What to do>
Set down exactly, from the records below, the line with "PR #1905, opened 2024-06-13" through the line with "Return different Timeout", and nothing else.

Stored entries>
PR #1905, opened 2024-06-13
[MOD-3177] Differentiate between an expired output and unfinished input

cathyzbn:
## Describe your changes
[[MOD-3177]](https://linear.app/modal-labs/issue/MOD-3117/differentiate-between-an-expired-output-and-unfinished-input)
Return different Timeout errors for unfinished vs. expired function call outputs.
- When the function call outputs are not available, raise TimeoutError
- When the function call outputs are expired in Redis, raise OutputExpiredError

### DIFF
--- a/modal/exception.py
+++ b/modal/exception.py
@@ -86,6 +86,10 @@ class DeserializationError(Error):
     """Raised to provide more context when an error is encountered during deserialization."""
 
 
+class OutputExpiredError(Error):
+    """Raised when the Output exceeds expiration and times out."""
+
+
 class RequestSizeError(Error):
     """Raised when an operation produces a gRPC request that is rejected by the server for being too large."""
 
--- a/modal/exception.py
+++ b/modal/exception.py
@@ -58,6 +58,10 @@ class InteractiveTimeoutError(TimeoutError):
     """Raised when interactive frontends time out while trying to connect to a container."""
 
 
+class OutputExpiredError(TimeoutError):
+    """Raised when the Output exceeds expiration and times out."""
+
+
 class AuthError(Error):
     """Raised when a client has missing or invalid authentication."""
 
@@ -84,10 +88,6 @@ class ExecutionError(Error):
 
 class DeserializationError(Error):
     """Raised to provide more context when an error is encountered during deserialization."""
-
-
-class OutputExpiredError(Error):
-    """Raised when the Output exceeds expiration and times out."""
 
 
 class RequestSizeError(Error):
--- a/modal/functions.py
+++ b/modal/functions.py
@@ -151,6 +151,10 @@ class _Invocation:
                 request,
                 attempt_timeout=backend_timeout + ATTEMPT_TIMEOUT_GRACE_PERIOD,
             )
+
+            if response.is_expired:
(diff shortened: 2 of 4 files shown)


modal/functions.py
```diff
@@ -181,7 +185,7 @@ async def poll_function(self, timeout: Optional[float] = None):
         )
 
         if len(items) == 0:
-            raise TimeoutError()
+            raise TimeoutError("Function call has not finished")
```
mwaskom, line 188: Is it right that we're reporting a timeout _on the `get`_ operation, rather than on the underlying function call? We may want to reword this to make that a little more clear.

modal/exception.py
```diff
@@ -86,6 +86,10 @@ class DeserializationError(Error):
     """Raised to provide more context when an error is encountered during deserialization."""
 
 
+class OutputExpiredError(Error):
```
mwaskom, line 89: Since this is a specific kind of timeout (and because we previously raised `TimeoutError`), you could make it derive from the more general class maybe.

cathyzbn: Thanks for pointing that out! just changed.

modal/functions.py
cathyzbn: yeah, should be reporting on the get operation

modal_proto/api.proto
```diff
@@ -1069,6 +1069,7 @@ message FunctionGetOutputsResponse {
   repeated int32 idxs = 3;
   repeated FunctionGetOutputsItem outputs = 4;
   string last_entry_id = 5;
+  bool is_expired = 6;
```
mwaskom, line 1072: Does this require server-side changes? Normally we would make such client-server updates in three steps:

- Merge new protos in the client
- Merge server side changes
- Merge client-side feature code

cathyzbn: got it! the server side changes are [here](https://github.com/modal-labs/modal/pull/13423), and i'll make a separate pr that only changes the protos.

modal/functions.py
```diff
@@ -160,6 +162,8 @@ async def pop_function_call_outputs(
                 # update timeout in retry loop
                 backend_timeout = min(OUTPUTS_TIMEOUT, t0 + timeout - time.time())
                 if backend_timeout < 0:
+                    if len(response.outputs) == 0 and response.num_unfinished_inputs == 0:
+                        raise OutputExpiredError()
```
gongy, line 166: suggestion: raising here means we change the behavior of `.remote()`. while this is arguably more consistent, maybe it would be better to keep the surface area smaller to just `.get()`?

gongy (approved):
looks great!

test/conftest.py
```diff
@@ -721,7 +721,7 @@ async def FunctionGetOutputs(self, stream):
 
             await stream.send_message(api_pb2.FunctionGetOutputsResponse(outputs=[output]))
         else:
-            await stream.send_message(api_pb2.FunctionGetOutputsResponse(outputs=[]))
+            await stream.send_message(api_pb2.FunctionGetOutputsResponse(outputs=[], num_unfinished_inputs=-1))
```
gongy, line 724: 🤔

...

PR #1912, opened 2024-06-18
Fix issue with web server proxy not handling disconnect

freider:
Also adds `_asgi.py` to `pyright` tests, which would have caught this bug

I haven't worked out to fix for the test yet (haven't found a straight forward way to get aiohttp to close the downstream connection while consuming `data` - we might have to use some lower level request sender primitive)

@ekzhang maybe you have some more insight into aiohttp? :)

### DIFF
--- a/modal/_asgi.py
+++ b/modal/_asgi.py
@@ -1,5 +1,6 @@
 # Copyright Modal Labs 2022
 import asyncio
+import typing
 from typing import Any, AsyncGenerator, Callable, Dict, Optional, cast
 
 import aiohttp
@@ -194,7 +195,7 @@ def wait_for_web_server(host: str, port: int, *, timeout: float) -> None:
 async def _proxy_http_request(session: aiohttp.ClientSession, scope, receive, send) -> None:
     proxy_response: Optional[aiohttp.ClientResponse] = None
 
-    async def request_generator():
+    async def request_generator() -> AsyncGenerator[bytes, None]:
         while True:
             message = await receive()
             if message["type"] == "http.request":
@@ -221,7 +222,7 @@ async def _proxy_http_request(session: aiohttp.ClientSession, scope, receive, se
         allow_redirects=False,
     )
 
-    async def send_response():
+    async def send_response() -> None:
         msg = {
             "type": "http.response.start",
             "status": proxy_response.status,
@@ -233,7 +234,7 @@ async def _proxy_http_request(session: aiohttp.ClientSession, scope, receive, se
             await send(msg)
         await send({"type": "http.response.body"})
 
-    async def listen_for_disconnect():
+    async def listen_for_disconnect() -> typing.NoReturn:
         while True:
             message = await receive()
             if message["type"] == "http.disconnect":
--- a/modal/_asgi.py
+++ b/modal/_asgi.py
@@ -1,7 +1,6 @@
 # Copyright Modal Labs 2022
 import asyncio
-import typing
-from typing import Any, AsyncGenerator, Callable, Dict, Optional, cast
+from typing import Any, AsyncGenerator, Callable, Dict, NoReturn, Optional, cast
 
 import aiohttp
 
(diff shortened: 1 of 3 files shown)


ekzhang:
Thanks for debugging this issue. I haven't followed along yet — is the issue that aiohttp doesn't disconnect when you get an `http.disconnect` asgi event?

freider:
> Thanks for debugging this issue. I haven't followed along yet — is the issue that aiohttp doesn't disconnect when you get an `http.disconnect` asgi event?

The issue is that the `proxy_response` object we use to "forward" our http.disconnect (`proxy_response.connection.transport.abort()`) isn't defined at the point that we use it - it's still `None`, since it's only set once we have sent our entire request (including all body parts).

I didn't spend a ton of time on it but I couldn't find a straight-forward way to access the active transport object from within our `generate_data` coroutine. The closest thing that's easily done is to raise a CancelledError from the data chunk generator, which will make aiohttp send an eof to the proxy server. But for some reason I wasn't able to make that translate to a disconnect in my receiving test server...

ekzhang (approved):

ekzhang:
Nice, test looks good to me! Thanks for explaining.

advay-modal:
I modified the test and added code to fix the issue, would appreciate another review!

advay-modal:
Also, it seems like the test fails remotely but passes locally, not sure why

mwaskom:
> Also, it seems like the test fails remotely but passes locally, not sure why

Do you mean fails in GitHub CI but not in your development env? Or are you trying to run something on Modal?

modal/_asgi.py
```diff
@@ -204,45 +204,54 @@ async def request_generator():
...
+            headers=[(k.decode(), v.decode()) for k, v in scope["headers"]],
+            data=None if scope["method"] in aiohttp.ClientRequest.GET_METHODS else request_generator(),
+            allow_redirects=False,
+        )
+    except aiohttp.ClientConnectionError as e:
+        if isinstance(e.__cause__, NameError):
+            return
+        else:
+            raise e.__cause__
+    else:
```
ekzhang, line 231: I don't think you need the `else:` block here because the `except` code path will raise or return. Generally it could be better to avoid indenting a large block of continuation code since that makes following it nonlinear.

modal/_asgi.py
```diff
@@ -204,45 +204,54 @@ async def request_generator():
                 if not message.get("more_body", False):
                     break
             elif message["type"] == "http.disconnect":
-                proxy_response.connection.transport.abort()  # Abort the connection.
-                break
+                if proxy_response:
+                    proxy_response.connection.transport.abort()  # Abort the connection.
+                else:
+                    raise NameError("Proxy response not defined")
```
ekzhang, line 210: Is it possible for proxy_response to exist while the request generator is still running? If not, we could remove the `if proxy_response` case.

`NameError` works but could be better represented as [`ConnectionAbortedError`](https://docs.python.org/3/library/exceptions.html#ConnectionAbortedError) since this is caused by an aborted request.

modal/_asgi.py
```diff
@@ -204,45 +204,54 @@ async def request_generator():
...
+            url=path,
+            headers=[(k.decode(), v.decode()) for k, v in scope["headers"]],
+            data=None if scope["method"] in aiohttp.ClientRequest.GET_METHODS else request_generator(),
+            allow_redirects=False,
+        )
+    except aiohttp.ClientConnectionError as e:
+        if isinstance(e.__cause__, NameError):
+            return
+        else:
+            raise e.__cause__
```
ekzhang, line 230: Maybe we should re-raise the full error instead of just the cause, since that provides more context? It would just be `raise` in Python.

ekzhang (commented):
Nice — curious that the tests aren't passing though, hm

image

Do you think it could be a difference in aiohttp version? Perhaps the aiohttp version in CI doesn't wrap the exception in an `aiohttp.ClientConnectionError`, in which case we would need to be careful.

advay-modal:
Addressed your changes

==

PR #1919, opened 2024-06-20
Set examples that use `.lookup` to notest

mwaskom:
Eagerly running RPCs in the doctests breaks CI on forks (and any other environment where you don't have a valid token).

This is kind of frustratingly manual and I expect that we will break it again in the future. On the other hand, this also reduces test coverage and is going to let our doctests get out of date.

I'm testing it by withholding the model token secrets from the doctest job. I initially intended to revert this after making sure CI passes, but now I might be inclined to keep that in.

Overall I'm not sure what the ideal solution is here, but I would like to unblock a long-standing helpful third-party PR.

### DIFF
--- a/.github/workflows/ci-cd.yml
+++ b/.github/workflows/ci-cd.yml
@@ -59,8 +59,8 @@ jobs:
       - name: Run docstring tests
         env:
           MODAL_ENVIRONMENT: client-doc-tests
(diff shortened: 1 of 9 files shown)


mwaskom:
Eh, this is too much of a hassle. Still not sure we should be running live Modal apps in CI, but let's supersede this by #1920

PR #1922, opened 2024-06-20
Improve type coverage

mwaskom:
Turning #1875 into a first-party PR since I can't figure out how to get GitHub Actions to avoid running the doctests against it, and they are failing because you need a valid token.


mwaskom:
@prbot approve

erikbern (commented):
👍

Answer to this task>
PR #1905, opened 2024-06-13
[MOD-3177] Differentiate between an expired output and unfinished input

cathyzbn:
## Describe your changes
[[MOD-3177]](https://linear.app/modal-labs/issue/MOD-3117/differentiate-between-an-expired-output-and-unfinished-input)
Return different Timeout errors for unfinished vs. expired function call outputs.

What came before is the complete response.